Often I feel like I'm being forced to choose between vanilla and tapioca (although that's not fair because tapioca wins every time because it's great and his has a unique texture). Also as Kodos and Kang pointed out, voting for a third party is tantamount to throwing away your vote. So maybe a better metaphor is choosing between vanilla and vanilla?
I feel like I should list the names of the current Republican nominees in here a bunch of times with links so I can pull in clicks but that seems... unethical. But damn though, that's a fine idea.
Anyway, of the entire field of republican nominees over the last something years there's only one that stuck out in my head:
The guy that played bass.
That's pretty cool. Les Claypool plays the bass as well and if this guy (Mike Huckabee, as it turns out) is anywhere near his calibre then I would definitely vote for him as President of the United Bass of Rock. But I probably wouldn't vote for Les.
That's a total lie. If Les Claypool was running with the reanimated corpse of Jaco Pastorius as his VP I would vote for them both because of the necromancy implicit in bringing Jaco back to life (Les as a dark wizard?) and also because I'd like to guarantee entertainmening, technical bass playing for four solid years.
Back to Huckabee, though. In all honesty I couldn't even remember his name; just his stance:
But also, how awesome is it that he played bass? Obama smoke(d)s and that's pretty cool but it's not as cool as if he was frontman for Black Flag.
|Someone else already did that.|
Bill Clinton played saxophone. This was addressed in the theme song to Animaniacs and in probably one thousand Tonight Show monologues but the sax isn't a very cool instrument. I feel like it's been done, ya know? If Bill Clinton played jazz vibraphone then I don't think anyone would have made fun of him, and then Monica Lewinsky joke!

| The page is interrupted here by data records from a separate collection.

PR #1643, opened 2017-03-01
Rte minor bug fix

aetilley:
@ClaudeCoulombe, @stevenbird

Have you found that the change made in 96f3e8f accomplishes what you want? For me it still gives incorrect tokens (this time just the last letter of each word).

I believe the cause of the empty tokens before the change, and the cause of the new incorrect tokens after the change is in the first internal set of parentheses in either

`tokenizer = RegexpTokenizer('([A-Z]\.)+|\w+|\$[\d\.]+')`

or in

`tokenizer = RegexpTokenizer('([\w.@:/])+|\w+|\$[\d.]+')`

The RegexpTokenizer documentation says:

:param pattern: The pattern used to build this tokenizer.
(This pattern must not contain capturing parentheses;
Use non-capturing parentheses, e.g. (?:...), instead)

I have been able to fix this problem by either changing

`tokenizer = RegexpTokenizer('([\w.@:/])+|\w+|\$[\d.]+')`

to

`tokenizer = RegexpTokenizer('(?:[\w.@:/])+|\w+|\$[\d.]+')`

or by simply getting rid of the first set of parentheses entirely, since they are redundant in the new regex:

`tokenizer = RegexpTokenizer('[\w.@:/]+|\w+|\$[\d.]+')`

This last change is what is new in this pull request.

### DIFF
--- a/AUTHORS.md
+++ b/AUTHORS.md
@@ -208,6 +208,7 @@
 - Tsolak Ghukasyan
 - Prasasto Adi
 - Safwan Kamarrudin
+- Arthur Tilley
 
 ## Others whose work we've taken and included in NLTK, but who didn't directly contribute it:
 ### Contributors to the Porter Stemmer
--- a/nltk/classify/rte_classify.py
+++ b/nltk/classify/rte_classify.py
@@ -61,7 +61,7 @@ class RTEFeatureExtractor(object):
         # Try to tokenize so that abbreviations, monetary amounts, email
         # addresses, URLs are single tokens.
         from nltk.tokenize import RegexpTokenizer
-        tokenizer = RegexpTokenizer('([\w.@:/])+|\w+|\$[\d.]+')
+        tokenizer = RegexpTokenizer('[\w.@:/]+|\w+|\$[\d.]+')
 
         #Get the set of word types for text and hypothesis
         self.text_tokens = tokenizer.tokenize(rtepair.text)


aetilley:
(I'm not sure if I should have edited the AUTHORS.md file.  I was following your instructions in CONTRIBUTING.md, but regardless it's a small change, so feel free to remove my name if you see fit.)

ClaudeCoulombe:
I agree. I was using tokenizer = RegexpTokenizer('[A-Za-z.]+|\w+|\$[\d\.]+') which is similar with no parenthesis. 

Thank you!

aetilley:
@ClaudeCoulombe, @stevenbird 

Perhaps a deeper question is why we are using the RegexpTokenizer here instead of the much more robust TreebankWordTokenizer.

The documentation in RTEFeatureExtractor says:

"Try to tokenize so that abbreviations, monetary amounts, email                                             
addresses, URLs are single tokens."

For instance:

In []: tt = nltk.TreebankWordTokenizer()                                                                                                                      
In []: rt = nltk.RegexpTokenizer('[\w.@:/]+|\w+|\$[\d.]+')                                                                               
In []: sent = "I paid $3.50 for an old U.S. coin at name@domain.com yesterday."
In []: print tt.tokenize(sent)                                                                                     
['I', 'paid', '$', '3.50', 'for', 'an', 'old', 'U.S.', 'coin', 'at', 'name', '@', 'domain.com', 'yesterday', '.']                                                                         
In []: print rt.tokenize(sent)                                                                                     
['I', 'paid', '$3.50', 'for', 'an', 'old', 'U.S.', 'coin', 'at', 'name@domain.com', 'yesterday.'] 

(Notice that both agree on the abbreviation "U.S.", but notice the difference in the monetary amount, the email address, and the final period.)

I can understand that one might want to treat URLs/email addresses as a single token (although I'm not sure I fully understand why $3.50 should be one token).  Regardless, given that this RegexpTokenizer will have poor performance in other areas, perhaps the best strategy would be to teach the TreebankWordTokenizer to recognize URLs/email addresses and use this in RTEFeatureExtractor?

I can move this discussion elsewhere if you think this is not the place for it.  Thanks.

Arthur Tilley

stevenbird:
Thanks @aetilley, @ClaudeCoulombe.

@aetilley: can I suggest that you copy your most recent comment into a new issue please?

aetilley:
@stevenbird 

Done:  https://github.com/nltk/nltk/issues/1650

PR #1645, opened 2017-03-05
Fix a bug on Python 3.3 and earlier versions

abougouffa:
The `reload` function in python version 3.0 to 3.3 is located in the `imp` module and after 3.4 the `imp` module gets depracated and the `reload` function moved to `importlib` module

There isn't really a point here, I don't think. All I'm saying is that if I heard "Newt Gingrich something something tons of divorces prog rock drum solo," then I'd say "I dunno maybe I'd vote for that guy who I heard played the drums?"
But also, if Obama announced that he was working on his two-hand tapping chops for guitar, and that his band was called "The Echoing Halls of Democracy" and that on his next vacation he was actually going on a mini-tour of the American Southeast with Mike Portnoy filling in on drums (because Mike seems to do that these days) then he (Obama) could pretty much guarantee four more years in office.